The fishing industry also argues that because fishing licenses have already been given out to fishers and companies to work in the area, they cannot be taken away now.

“But the Peruvian legal system does not include any form of absolute vested right,” says Juan Carlos Riveros, scientific director of the ocean conservation nonprofit Oceana Peru. If the government wanted to withdraw fishing permits, it could. “Our perception is that the ministry bowed to the industry’s pressure,” he says.

Riveros says Oceana has been talking to the ministers of Peru’s federal government, led by recently elected President Pedro Castillo, and has been working on reversing the provision.

Yet Peru’s environmental dilemma extends far beyond the Nazca Ridge National Reserve, says Alfonso Miranda, a former minister at the Ministry of Production (a governmental sector that includes the fishing industry) and the current director of the fishing and aquaculture committee at the National Society of Industries, a group representing private industry in the country. Peru does not have well-established policies to protect the environment, Miranda says.

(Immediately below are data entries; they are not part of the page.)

PR #244, opened 2020-08-12
[uCAIP] Autogen code cells and refactor context

shunr:
- Add CodeGenService to easily create Notebook code cells from any component
- Refactored widgets and components to use React's context API instead of passing context down through props
- Add code cell buttons to code components


jupyterlab_ucaip/src/components/base_widget.tsx
```diff
@@ -0,0 +1,34 @@
...
+    super();
+  }
+
+  render() {
+    return (
+      <ThemeProvider theme={theme}>
+        <AppContext.Provider value={this.context}>
+          {this.body()}
+        </AppContext.Provider>
+      </ThemeProvider>
```
josie-garza, line 29: This is also a really good idea in terms of changing the mui theme https://material-ui.com/customization/palette/#dark-mode

jupyterlab_ucaip/src/service/code_gen.ts
```diff
@@ -0,0 +1,49 @@
...
+        NotebookActions.insertBelow(notebook);
+      }
+      notebook.activeCell.model.value.text = code;
+    }
+  }
+
+  static importDatasetCode(datasetId: string) {
+    return `from jupyterlab_ucaip import import_dataset
+df = import_dataset('${datasetId}')`;
+  }
```
josie-garza, line 33: should we move all generated code strings to this service?

PR #247, opened 2020-08-12
Comment context for non-notebook files

mkalil:
working on display comment context for notebook files in a future PR

### DIFF
--- a/jupyterlab_comments/jupyterlab_comments/git_commands.py
+++ b/jupyterlab_comments/jupyterlab_comments/git_commands.py
@@ -125,8 +125,8 @@ class Git(Configurable):
 			review_comments = review.get("comments", [])
 			comments_on_file = []
 			for item in review_comments:
-				location = item["comment"]["location"]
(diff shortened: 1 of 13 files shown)


jupyterlab_comments/jupyterlab_comments/git_commands.py
```diff
@@ -125,8 +125,8 @@ def get_all_code_review_comments(self, file_path_from_repo_root, git_root_dir):
 			review_comments = review.get("comments", [])
 			comments_on_file = []
 			for item in review_comments:
-				location = item["comment"]["location"]
-				if location.get("path", "") == file_path_from_repo_root:
+				location = item["comment"].get("location", "")
```
ojarjur, line 128: Make the default here `{}` instead of `""`. That way, you can chain the `get` methods. You might also want to user `get` for indexing into `item` as well.

e.g. `path = item.get("comment", {}).get("location", {}).get("path", "")`

PR #128, opened 2015-04-27
Gantry 4 Preset

Omegatcu:
Added Preset for old Gantry 4 Configuration

### DIFF
--- a/engines/joomla/nucleus/layouts/_joomla_-_gantry4.yaml
+++ b/engines/joomla/nucleus/layouts/_joomla_-_gantry4.yaml
@@ -1,26 +1,26 @@
+drawer:
+  container:
+    - [position-drawer 100]
+
 top:
   container:
-    - [position-top-a 20,position-top-b 20,position-top-c 20,position-top-d 20,position-top-e 20]
+    - [position-top-a 33.3,position-top-b 33.3,position-top-c 33.3]
 
 navigation:
   container:
     - [position-header-a 30, particle-menu 70]
 
-drawer:
-  container:
-    - [position-drawer 100]
-
 showcase:
   container:
-    - [position-showcase-a 20,position-showcase-b 20,position-showcase-c 20,position-showcase-d 20,position-showcase-e 20]
+    - [position-showcase-a 33.3,position-showcase-b 33.3,position-showcase-c 33.3]
 
 feature:
   container:
-    - [position-feature-a 20,position-feature-b 20,position-feature-c 20,position-feature-d 20,position-feature-e 20]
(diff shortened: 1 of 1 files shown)


JoomFX:
@Omegatcu well done mate :)

we should also add the `offcanvas` at the bottom with the "Mobile Menu" particle so it can be there by default.

I tried the following codes but I cannot figure out what is the one for the "Mobile Menu" particle:

```
offcanvas:
    - mobile-menu
```

and

```
offcanvas:
    - mobile_menu
```

Omegatcu:
I don't think you can overrwrite the offcanvas position at this time.

JoomFX:
In `_joomla_-_beez3.yaml` and `_joomla_-_protostar.yaml` there is no `offcanvas` added with the "Mobile Menu" particle in it, but somehow this particle gets assigned automatically when you select those Presets. And this is not the case with the G4 Preset you created or with any of the Presets I created :)

It will be best if you guys can shed some light on this @mahagr @w00fz @kevlardev

JoomFX:
@adi8i no Adi, this doesn't work.
with your code (or my code above) you got some strange thing assigned to the Offcanvas Section but it is not the "Mobile Menu" particle, it is some invalid object :)

Omegatcu:
@adi8i your code would create a section with the same name but don't overwrite the section which would be what we need.

Test it yourself - the code would be:
```
offcanavas_section:
  container:
     - [particle-mobile-menu]
```

JoomFX:
This is it @Omegatcu :D

Your code just explains what I was looking for :)

Here is the correct code:

```
offcanvas:
     - [particle-mobile-menu]
```

You do not really need the `container` part here :)

w00fz:
This looks good! I have a couple of things that I would like to be changed before we merge this in.

1. The `drawer` should be the very top section (`drawer` -> `top` -> `header`)
2. The `utility` should go above `feature` and then `breadcrumb` above `utility` (`breadcrumb` -> `utility` -> `feature`)
3. For the Mainbody / Sidebar I would have Mainbody on the left and then just 1 sidebar instead of 2 like you have now

The reason I'm suggesting these changes is because that's more close to how the latest G4 templates have been looking like. You can reference [audacity positions map](http://demo.rockettheme.com/live/joomla/audacity/features/module-positions).

Everything else looks pretty good as is! Good job on that. Please make these changes and I'll merge it in! If you push your changes in your `develop` branch they will show up in here, you don't have to redo the Pull Request.

w00fz:
Thanks you!

mahagr:
In case if someone is wondering what happened, @w00fz reverted the change from wrong branch (release/5.0.0-beta.4) and reapplied it to develop.

PR #131, opened 2015-04-27
Revert "Gantry 4 Preset"

w00fz:
Reverts gantry/gantry5#128


mahagr:
Change was made against release, not develop! 

In case of someone wondered why the change was reverted.

PR #232, opened 2015-05-12
Update spacer.html.twig

WebTread:
This adds the functionality to the spacer.yaml addition we made to add height as an option to the spacer for vertical spacing as well. Good for sidebar spacing or other uses.

### DIFF
--- a/engines/common/nucleus/templates/content/spacer.html.twig
+++ b/engines/common/nucleus/templates/content/spacer.html.twig
@@ -2,5 +2,5 @@
 {% set spacer = gantry.config.getJoined('particles.' ~ segment.type, segment.attributes) %}
 
 {% if enabled and (segment.attributes.enabled is null or segment.attributes.enabled) %}
-    <div class="spacer{{ segment.classes ? ' ' ~ segment.classes|join(' ')|e }}"></div>
+    <div class="spacer{{ segment.classes ? ' ' ~ segment.classes|join(' ')|e }}" style="height:{{ spacer.height }}"></div>
 {% endif %}


w00fz:
Hey @WebTread, I dont think this is necessary. The functionality is already built-in.
If you add a Spacer and you edit its settings, in the Block section you can add the style attribute with the desired height. I just tried it and works fine.

spacer custom style

WebTread:
@w00fz That is great. I think many of us would think Tag is like a Key word like in an article. I had no idea that you could add style in there and then height. Maybe I missed that in documentation. What other Attributes are allowed?

I'm wondering if it would be possible for us to include all the possible Tag Attributes in that tool tip at the very least or a good example to show cause there is nothing there now.

I'm glad this exists. This means my spacer.html.twig should be kicked out as well :(

Now that I got a taste of being a contributor to Gantry5 I will need to find a new way lol

w00fz:
Any attributes `div` allows (that in HTML5 are endless really!) except for `id` and `class` because those have their own fields above. So `style`, `lang`, `style`, `title`, anything really! :)
My favorite one is `data-*` (like `data-my-customattr="test"`) ([see here](http://www.w3.org/TR/html5/dom.html#custom-data-attribute)).

Hah! I'm sorry I didn't merge in your change, it was actually a good thing you brought it up, we should definitely document it but **THANK YOU** for taking the time of putting together a pull request, we do appreciate it very much.

Looking forward for additional contributions!

mahagr:
@FrugalGeek We need to document this one...

PR #233, opened 2015-05-12
Update spacer.yaml

WebTread:
Adds optional Spacer Height field so you can set a Vertical Height as well. Good for Sidebar spacing and other use cases.


w00fz:
See my comment in #232

PR #272, opened 2015-05-15
Gantry 4 Layout with 2 Sidebars

Omegatcu:


w00fz:
I personally think we should just have one generic G4 Layout and with one sidebar only it covers most of the scenarios.

Omegatcu:
as you wish - I need it in a lot of configurations so i thought i share it

PR #284, opened 2015-05-16
Added empty space before "item.class"

JoomFX:
Added an empty space in front of `{{ item.class|e|default('') }}` .
Without this empty space the Custom CSS class gets added at the end of `g-menu-item-link-parent` , for example `g-menu-item-link-parentTEST`


w00fz:
Good catch!

PR #287, opened 2015-05-16
Fullwidth/Boxed Options

JoomFX:
Including Fullwidth and Boxed Layout options in the Admin

PR #288, opened 2015-05-16
Taking the Layout from Admin

JoomFX:
Taking the option the user selects in the Admin, Styles tab, for Fullwidth or Boxed.

### DIFF
--- a/engines/common/nucleus/templates/page.html.twig
+++ b/engines/common/nucleus/templates/page.html.twig
@@ -49,7 +49,7 @@
     {% block page_body -%}
     <body{{ gantry.page.bodyAttributes({'class': [offcanvas_position, 'g-style-' ~ gantry.theme.preset]})|raw }}>
         {{ page_offcanvas|raw }}
-        <div id="g-page-surround">
+        <div id="g-page-surround" class="{{ gantry.config.get('styles.base.layout')|default('fullwidth') }}">
             {% if page_offcanvas|trim %}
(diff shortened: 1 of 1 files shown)


mahagr:
Part of #287

mahagr:
In the future I would rather see a single pull request on simple changes like this. Read Github documentation on how to clone your branch and how to do pull requests from your local branches. It should be easy and the docs in here are the best.

JoomFX:
Thanks @mahagr :)

Just to comment on your suggestions - I had never used Github before the G5 project was released. Since then I'm reading the Github Documentation quite often. You can see my fork of G5 [here](https://github.com/JoomFX/gantry5) . 
I'm now using Sourcetree so I'm doing the Pull Requests at once, for example [this one](https://github.com/gantry/gantry5/pull/294) ;)

mahagr:
@JoomFX We all needed to learn how to work with Github, but I can say you this: once you get it, you will never want to use anything else!

JoomFX:
"*once you get it, you will never want to use anything else!*" - couldn't agree more. I'm already loving it, even though it is still confusing from time to time ;)

mahagr:
The hardest thing in git is to understand that it is a distributed system and not centralized. So you need to be always thinking where you do the change: your local repo / your fork in github / upstream / something else.

w00fz:
Part of #287 and now consolidated in #301

PR #294, opened 2015-05-16
Dropdown Animation

JoomFX:
This is the Dropdown animation feature I posted in Gitter and as per Andy's request I'm opening a Pull Request.

I really wasn't sure how I should apply the changes. I mean, I was wondering if I should delete the `transition` in [_nav.scss](https://github.com/gantry/gantry5/blob/develop/engines/common/nucleus/scss/nucleus/_nav.scss) and also in [nucleus.css](https://github.com/gantry/gantry5/blob/develop/engines/common/nucleus/css-compiled/nucleus.css) instead of overwriting it from my `_dropdownanimations.scss`.


w00fz:
Hey @JoomFX good job on this one, I like it a lot!
I do have a few changes I would like to see before I merge this in, if that is alright with you:

1. We do not use camelCase syntax for class names, `fadeInUp` should be `fade-in-up` for consistency
2. To avoid possible conflicts with third party extensions, we tend to prefix all our classnames. I think it would be safer to prefix the classes for the animations: `g-fade`,  `g-zoom`, `g-fade-in-up`
3. You should add `default: fade` in the YAML, so we fall back to the same behavior as it is now
4. I think the animation should be limited to the first level dropdown if it's of `Extended` type (ex `Fullwidth`)s, the animation for the slides in `Extended` we want to maintain as a sliding in/out effects. Especially with the fade-in-up it doesn't really look good.

JoomFX:
Thanks @w00fz , I'm glad you like it :)

Alright, check it now. The classes are renamed as suggested, I added the `default` in the YAML and I re-wrote the SCSS so it has 2 cases - `.g-standard` and `.g-fullwidth >` , not sure if this is the optimal way so feel free to redo the parts you think can/should be improved.

Also, I wasn't sure what exactly I should do with the Extended/Fullwidth menu when "No Animation" is selected. I removed the `transition` only on the first level dropdown, so the deeper levels still slide in/out :)

w00fz:
Sweet! Gave it a quick look and looks pretty good, I'll merge it in.

Thank you for this, really appreciated. :)

JoomFX:
Niiice :)
Thanks @w00fz !

PR #297, opened 2015-05-17
Add default value to totop particle text

adi8i:
Add default value


w00fz:
Hey @adi8i isn't this already handled [here](https://github.com/gantry/gantry5/blob/develop/engines/common/nucleus/particles/totop.yaml#L23)?  It should automatically pull that value from there, is it not happening?

adi8i:
For now, no, as i remember is a bug there, @mahagr know about this.

mahagr:
Default values aren't used (similar issue to what Joomla has) as I'm not reading blueprints to figure out the defaults.

Regarding to pull request, particle.content|raw|default() makes it not to be raw anymore. You need to have raw as the last filter.

w00fz:
Can you change this @adi8i so I can merge?
Instead of `particle.content|raw |default('To Top')` make it `particle.content|default('To Top')|raw`

PR #301, opened 2015-05-18
Fullwidth/Boxed Options

JoomFX:
Added an option so the user can select between Fullwidth or Boxed Layout from the Admin.


gospelpowered:
Hey guys, how does this work when you have a full width layout by default and want it to be boxed? It takes it down to the g-container width? Isn't the container width controlled in Gantry styles and set to 75rem, which may not be enough for the actual site. Also if you do this the actual section containers will have no padding on the content, i.e. the boxed width will equal the width of the content and that won't look good. 

Or is my thinking wrong here? You want to keep the container separate to the width of the site itself. 

I have implemented a solution where the user has ability to control the width of the page surround, which doesn't affect the container, which works well. See http://www.awesomescreenshot.com/image/235988/b68df3b7340fcc6b85e31c2a0d64add1

JoomFX:
Hey @gospelpowered ,

Probably you expect an answer from the RT guys and hopefully they will also share their opinion on the concerns you mentioned above.

Anyway, here's my opinion... I think the `g-container` approach is the correct one. No, not the correct one - the one I like more :) Also, few weeks ago the RT guys said it in the chat - "*Just put everything in a container*". I did all my G4 Boxed templates the same way - I put everything in `rt-container` which is the equivalent of `g-container` in G4.

Yes, the container width is controlled by Gantry in the Styles tab. And this is actually very nice as you can control the width of your Boxed layout (and the Fullwidth as well).
No, the Section container will have padding and margin because the `g-content` that surrounds each and every element comes with pre-defined margin and padding.
You can also add additional padding to each section. Have a look at the video below, it explains everything:

https://youtu.be/zTfJvK2zVOI

Your approach is very good, unless the user sets the width in `px`. But it can be restricted and the allowed values might be `rem`s and `%` . I actually like your solution, just submit it as a PR. I'm all for making G5 better, so if your approch is better, be it :) Or if the RT guys choose mine, then you can simply modify it and still use yours :D

gospelpowered:
Hey @JoomFX thanks for the response. 

I did test your method and yeah it's a valid way to go. As far as what's best i don't know. I personally think controlling the site width using page surround is nice as it allows the user to then play around with the container width using the breakpoints, i.e. keeping these things separate. So both aspects give the user fine tuned control, they can use rem or % for the boxed width and breakpoints for controlling how close the content is to the walls so to speak. They wouldn't need to then touch the g-content css. 

But i'm new to G5 so i could be totally wrong :)

Any thoughts on this @mahagr @w00fz @kevlardev.

JoomFX:
@gospelpowered yeah, I'm not sure which approach a like more now :D 
Yours has some benefits! I like this *controlling how close the content is to the walls* ;)

I'm also new to G5, we are all new to G5 :D 

So yes, let's wait and see what @mahagr @w00fz and @kevlardev will suggest.

gospelpowered:
Hey @JoomFX hehe in hindsight it was a silly thing to say, G5 did come out recently ;)

I've made a quick video which shows what i mean - https://db.tt/8ak5kNPB

JoomFX:
@gospelpowered yep, I have to admit that yours is more flexible and user-friendly :)
If it does not have any downsides (which I cannot think of any right now), I'd like to see yours integrated in G5 ;)

JoomFX:
@gospelpowered can you submit yours as a Pull Request and we'll link the two so the RT guys can compare and let us know what they think ;)

gospelpowered:
Hey @JoomFX sure thing :)

mahagr:
Competing solution with Pull Request #319 

@kevlardev when you have some time, I'd like you to look into both.

mahagr:
Replaced by per section control in #434

PR #309, opened 2015-05-18
Update totop.html.twig

adi8i:


w00fz:
Thanks

w00fz:
Just a side note, you don't have to delete a pull request and recreate it, you can still make changes in the branch that's been created for you and they will get applied to the same PR you have already opened.

PR #363, opened 2023-01-31
fix: remove old support page from sidebar

dsanders11:
At the moment this is down at the bottom of the sidebar in a duplicated "Tutorial" section, and the page title in the sidebar is awkward, so just remove it all together.

Screen Shot 2023-01-31 at 2 04 12 AM


BlackHole1 (approved):

erickzhao (approved):

erickzhao (changes requested):
Actually, I think this needs to be added to a list so it doesn't get added again.

erickzhao (approved):

PR #364, opened 2023-02-02
Enhancement of container element by aligning to center

Deepu178:
This was the previous alignment:
previous alignment

This is the updated alignment:
added alignment

Please suggest any changes if required.
Thanks

### DIFF
--- a/src/pages/home/_index.module.scss
+++ b/src/pages/home/_index.module.scss
@@ -98,11 +98,3 @@ p {
   padding: 1.2rem;
 }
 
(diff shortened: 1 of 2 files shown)


erickzhao (changes requested):
The left alignment was a conscious design choice. I don't think I particularly like center aligning this.

Deepu178:
Thanks for the feedback
I am looking for  making contribution to the Electron project if you can guide me. That would be nice.

PR #365, opened 2023-02-03
ci: update usage of deprecated ::set-output

dsanders11:
Changed as per these instructions: https://github.blog/changelog/2022-10-11-github-actions-deprecating-save-state-and-set-output-commands/


erickzhao (approved):
Thank you!

Issue #369, opened 2023-02-07
Navbar carets should never appear on a separate line


JrDevHarsh:
The items in the navbar menu are not properly aligned center when transitioning from the `mobile` to the `desktop` screen. Here is the screenshot of the bug:

![issue](https://user-images.githubusercontent.com/94737463/217163265-4368f90b-ecf3-4df6-86b9-c67c35c03e0b.png)

JunDevHarsh:
Can I work on this issue?

erickzhao:
Sure thing

santosh-kuchetti:
I would love to contribute to this repo. Could you please assign this issue to me..?

santosh-kuchetti:
Are we having any channel so that we can discuss our doughts..?

JunDevHarsh:
@santosh-kuchetti You can work on this issue if you want to

santosh-kuchetti:
Sure, thanks. Can i know our community channels so that i can disacuss my doughts there

santosh-kuchetti:
the class names that are available in the developer tools are not even available in the code base. It is really hard to find them in the code base.  can you please help me with this @erickzhao?

prachiMeshram:
@erickzhao, I have fixed this issue in my system and created a PR.
Can you please review it and accept the PR

prachiMeshram:
@erickzhao can you please review my PR now

hansupadhyay007:
Hey there..
I really wanted to work on this issue. Could you please assign me this...

MoazMirza-13:
fixed this issue in https://github.com/electron/website/pull/460

MoazMirza-13:
@erickzhao i need someone to review my pr to be merged.

MoazMirza-13:
hey @erikian can you tell me what should i do now ? should i wait for someone to review it ?
and in my notifications i am also seeing that an error occured "check semantic commit", what should i do about it ?

Sankalp2114:
hey i have fixed this issue can you please review it @erickzhao (#530)

PR #373, opened 2023-02-13
navbar carets fixed

prachiMeshram:
Solved issue #369. 
Now navbar carets don't appear on the separate line when transitioning from mobile to desktop.


dsanders11 (changes requested):
This should not modify `package-lock.json` or `yarn.lock`.

PR #375, opened 2023-02-14
fix: Navbar carets should never appear on a separate line

prachiMeshram:
Solved issue #369.
Now navbar carets don't appear on the separate line when transitioning from mobile to desktop.


erickzhao (changes requested):
image
This seems to have caused a regression where menu links are visible when the hamburger menu is present as well.

prachiMeshram:
Sorry for the late response. Was completely occupied with travelling since
last few days.

I will look into this and get back to you.

PR #379, opened 2023-02-24
refactor(gov): generate page on buildtime

erickzhao:
in preparation for a cron build


src/plugins/governance/fetch-data.ts
```diff
@@ -0,0 +1,113 @@
...
+import toString from 'mdast-util-to-string';
+import { Node, Parent } from 'unist';
+import { Table, Link } from 'mdast';
+import * as dotenv from 'dotenv';
+dotenv.config();
+
+export interface WorkingGroup {
+  name: string;
+  description: string;
+  chair: string;
```
dsanders11, line 13: Should we be forward looking and make `chair` optional?

erickzhao: yeah, that makes sense.

erickzhao: 9600d2e

georgexu99 (approved):

dsanders11:
@erickzhao, there's a bug in the merged version of this, see the deployment - it renders with `chair &&` visible on the page.

PR #387, opened 2023-03-15
fix(blog): CEF is Chromium, not Chrome

busybox11:


BlackHole1 (approved):

erickzhao (approved):
oops. thanks for the catch!

PR #389, opened 2023-03-17
chore: remove `<Layout>` props

erickzhao:
These show up as undefined props in our `.tsx` files nowadays.

I think these were removed upstream in https://github.com/facebook/docusaurus/pull/6925

### DIFF
--- a/src/pages/community/index.tsx
+++ b/src/pages/community/index.tsx
@@ -4,7 +4,7 @@ import Link from '@docusaurus/Link';
 
 function Community() {
   return (
-    <Layout title="Community">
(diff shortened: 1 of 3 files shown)


dsanders11:
How do those pages get their HTML `<title>` elements if not from those props?

It also looks like those props are still documented in the Docusaurus docs: https://docusaurus.io/docs/creating-pages#add-a-react-page

erickzhao:
Weirdly, it doesn't. I guess these are needed after all. Let me investigate further about why I'm getting intellisense issues, then.

Issue #408, opened 2023-04-19
API Structures Sidebar Not Alphabetized


dsanders11:
New additions to "API Structures" on the sidebar aren't alphabetized, which is confusing since the large majority of them are, and the other sections like modules are alphabetized.

<img width="285" alt="Screenshot 2023-04-18 at 10 12 53 PM" src="https://user-images.githubusercontent.com/5820654/232972956-4797fef2-5b2f-4166-a8e8-5753a1acd371.png">

abhishekgite446:
Addressed this issue in [PR](https://github.com/electron/website/pull/422)

ChavvaNarayana:
Sounds good to me. I'm willing to contribute.

ashishsoniii:
Hey @dsanders11  , I can see two solutions for this issue:

1. We can sort the items when we are inserting an element into the array, which means changes in [scripts/tasks/create-sidebar.ts](https://github.com/electron/website/blob/main/scripts/tasks/create-sidebar.ts), runs. (It seems like we have to sort the array every time an element is pushed.)

2. Alternatively, we can edit theme/DocPage/Layout/index.tsx and sort the array as we fetch all items from sidebar.js. This way, before passing the array to DocPageLayoutSidebar, we can ensure it's sorted. This seems like a better approach as it avoids changing the script of create-sidebar.js, and the sort function won't run unnecessarily multiple times.

Current data is like this 
```
[ 
Main Process Modules :{Array of links(item) - currently sorting these links}, 
Renderer Process Modules : { },
Custom DOM Elements : { }
Chromium and Node.js : { } , 
Classes: { }
] 

```
So we are already sorting Array of links present inside each element. How about sorting array of Elements also as it is not currently sorted? 

I have implemented and tested all of these solutions, and they are working as expected! Let me know your opinion, and then I will proceed to generate a PR.

botPuneet:
Hey, @dsanders11 i maded a pr based on your guidance pls review the above [pr](https://github.com/electron/website/pull/526)

PR #422, opened 2023-06-27
fix: Alphabetized API Structures sidebar

abhishekgite446:
Fixing the [Issue 408](https://github.com/electron/website/issues/408)

Alphabetized API Structures sidebar ✅


ChavvaNarayana (commented):
It is not considered the correct approach.

abhishekgite446:
Retrieved the hardcoded changes made in the first commit and added a function to sort the sidebar sub-elements in [API tab](https://www.electronjs.org/docs/latest/api/app).


https://github.com/electron/website/assets/253690/fd383962-c553-44a5-95c0-49e18e7df946

dsanders11 (changes requested):
`sidebars.js` is generated by [`scripts/tasks/create-sidebar.ts`](https://github.com/electron/website/blob/main/scripts/tasks/create-sidebar.ts), so it is not the correct place to put these changes.

abhishekgite446:
Hi @dsanders11, thanks for letting me know. I was having a look at the file [scripts/tasks/create-sidebar.ts](https://github.com/electron/website/blob/main/scripts/tasks/create-sidebar.ts) and observed that when I disabled/commented out the **if condition** mentioned below in the same file and executed the command `yarn pre-build `then the [sidebar.js](https://github.com/electron/website/blob/main/sidebars.js) was overwritten with 'API Structures' sorted in alphabetical array. 

I reverted my changes from [scripts/tasks/create-sidebar.ts](https://github.com/electron/website/blob/main/scripts/tasks/create-sidebar.ts) as the sidebar.js is already sorted and going ahead if a new api is added in the folder [docs/latest/api/structures](https://github.com/electron/website/tree/main/docs/latest/api/structures) then the` yarn pre-build` command should add that in [sidebar.js](https://github.com/electron/website/blob/main/sidebars.js) in sorted order.

Would love to know your thoughts on it.
image

PR #432, opened 2023-08-03
style: make `summary` components bold

erickzhao:
ref electron/electron#39337

### DIFF
--- a/src/pages/home/_index.module.scss
+++ b/src/pages/home/_index.module.scss
@@ -3,6 +3,10 @@ p {
   font-size: 1.1rem;
 }
 
+summary {
+  font-weight: bold;
+}
+
 .section {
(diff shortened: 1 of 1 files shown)


dsanders11 (approved):
It's a bit broad, not sure if it might have unintended styling effects. Although did a quick check and we don't use `<summary>` anywhere in the docs, so for the moment it would only affect that. We could potentially scope it to just the target page, since Docusaurus adds a class to `<html>` of the form `docs-doc-id-<URI>`, but that would be fragile if the path changes.

No perfect options here, just thinking out loud.

erickzhao:
Docusaurus does a lot of default styling to `<details>` to make it look in-line with the admonition styling. I'm not too worried about use-cases outside of that... for now.

Issue #433, opened 2023-08-05
[Feature]: Adding hover effect to the FeatureImageContainer in the landing page


RajeevDash007:
Before:
There is :before for every feature image container which is tilted to 5deg which looks good but something should happen when an USER hover on the image to make its UI more cool.

After:
I want to add a :hover:before to 0 deg while hovering with a delay of 0.5s to make it look smooth and cool

I am raising a PR soon.

RajeevDash007:
@dsanders11 whats your view on this?

PR #434, opened 2023-08-05
fix: Added hover effect to Feature Image container: before

RajeevDash007:
#433 Fixed
before: 
https://www.awesomescreenshot.com/video/19701823?key=24d6ec3a9f44b5d67300e80ef120e278

after:
https://www.awesomescreenshot.com/video/19701924?key=ab8aed5db6977604e541ad548a5c1a31


RajeevDash007:
@dsanders11 Check this out

erickzhao (changes requested):
Hi, thanks for this PR, but I don't think a hover effect is suitable here because that usually communicates some clickable intent. I think it's misleading that the object doesn't really lead you anywhere.

PR #462, opened 2023-10-20
Pagination

tabishnaqvi1311:
enhanced the showcase page by adding pagination#453

https://github.com/electron/website/assets/115006878/eee08a46-3425-469e-9273-2255e0b69d9d


erickzhao (changes requested):
Hey @tabishnaqvi1311, thanks for this PR!

Since the apps directory is already lazy-loaded, I don't think the pagination approach is a step forward in usability for the site.

I think we'll have to reject this PR and the associated issue.

PR #139, opened 2016-09-12
Add Duration::span_v() which also returns the closure's return value

nabijaczleweli:
I found myself needing to measure resultsome closures, this seemed like a simple fix.

### DIFF
--- a/src/duration.rs
+++ b/src/duration.rs
@@ -139,6 +139,14 @@ impl Duration {
         Duration::nanoseconds((super::precise_time_ns() - before) as i64)
     }
 
+    /// Runs a closure, returning the duration of time it took to run the
+    /// closure and the closure's return value.
+    pub fn span_v<F, R>(f: F) -> (Duration, R) where F: FnOnce() -> R {
+        let before = super::precise_time_ns();
+        let f_res = f();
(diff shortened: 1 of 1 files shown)


alexcrichton:
Thanks for the PR! Unfortunately though this crate is sort of in limbo and is essentially at the point where we're not accepting breaking changes right now. This is unfortunately a breaking change to the signature of the function :(

nabijaczleweli:
:sadfaec:
Maybe as another function (`span_r` or w/e, I'm bad at naming), though?

alexcrichton:
Perhaps, although we're not currently developing this library, so we've been holding off on new features until we can figure out where it's going.

nabijaczleweli:
So what's the status on this? Should I just use [a manual implementation](https://github.com/nabijaczleweli/tweetr/blob/457d6a27a0ba8293e9643443f08204e970cb7493/src/util.rs#L30-L53) and fuck off or...?

nabijaczleweli:
TBH I wanted this because `time::Duration` is reexported in `chrono::Duration`

alexcrichton:
@nabijaczleweli I'd recommend a local implementation for now, the libs team would probably prefer to overhaul this type entirely before piecemeal adding methods here and there for now.

nabijaczleweli:
OK then

PR #140, opened 2016-10-25
Not pull in win dependencies when not on windows

WiSaGaN:
This should avoid a bunch of unnecessary compiling (even download?) when not used on windows.


alexcrichton:
Thanks!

“The simple creation of a marine reservation does not protect anything,” he says. “The Nazca Ridge is 100 kilometers distant from the shore. If the government is incapable of monitoring things that happen on land, how is it supposed to control what happens so far away?”

Although conservationists agree that there are many issues to tackle in Peru, most consider the creation of the Nazca Ridge National Reserve an important step—one that would be much improved if it were kept closed to fishers.